━━━━━ SUPPLIED ENTRIES ━━━━━

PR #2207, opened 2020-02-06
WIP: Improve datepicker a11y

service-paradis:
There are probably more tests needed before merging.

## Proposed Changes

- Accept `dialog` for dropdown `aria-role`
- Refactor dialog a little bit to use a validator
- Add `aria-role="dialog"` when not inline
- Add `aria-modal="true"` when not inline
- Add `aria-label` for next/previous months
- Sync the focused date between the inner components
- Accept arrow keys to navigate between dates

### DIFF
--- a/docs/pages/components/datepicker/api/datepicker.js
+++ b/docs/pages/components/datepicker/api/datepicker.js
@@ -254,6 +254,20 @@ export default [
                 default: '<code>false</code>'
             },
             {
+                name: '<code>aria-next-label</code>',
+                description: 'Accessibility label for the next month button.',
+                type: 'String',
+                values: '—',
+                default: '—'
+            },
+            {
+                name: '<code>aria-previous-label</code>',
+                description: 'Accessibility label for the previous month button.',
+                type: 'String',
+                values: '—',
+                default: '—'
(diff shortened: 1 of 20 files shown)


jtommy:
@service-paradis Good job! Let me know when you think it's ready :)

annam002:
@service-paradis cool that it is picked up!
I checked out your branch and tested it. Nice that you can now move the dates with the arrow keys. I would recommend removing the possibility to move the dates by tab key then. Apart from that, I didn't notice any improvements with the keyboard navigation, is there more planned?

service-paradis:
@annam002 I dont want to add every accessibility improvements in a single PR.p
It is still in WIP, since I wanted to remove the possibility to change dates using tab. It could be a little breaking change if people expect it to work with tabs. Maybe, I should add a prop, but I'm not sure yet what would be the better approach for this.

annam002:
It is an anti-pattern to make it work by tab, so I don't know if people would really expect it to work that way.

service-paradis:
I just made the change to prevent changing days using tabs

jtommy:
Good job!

━━━━━

- [TO DO] Pick out the lines above containing the word "button", then copy them.

- [TASK RESULT]
+                description: 'Accessibility label for the next month button.',
+                description: 'Accessibility label for the previous month button.',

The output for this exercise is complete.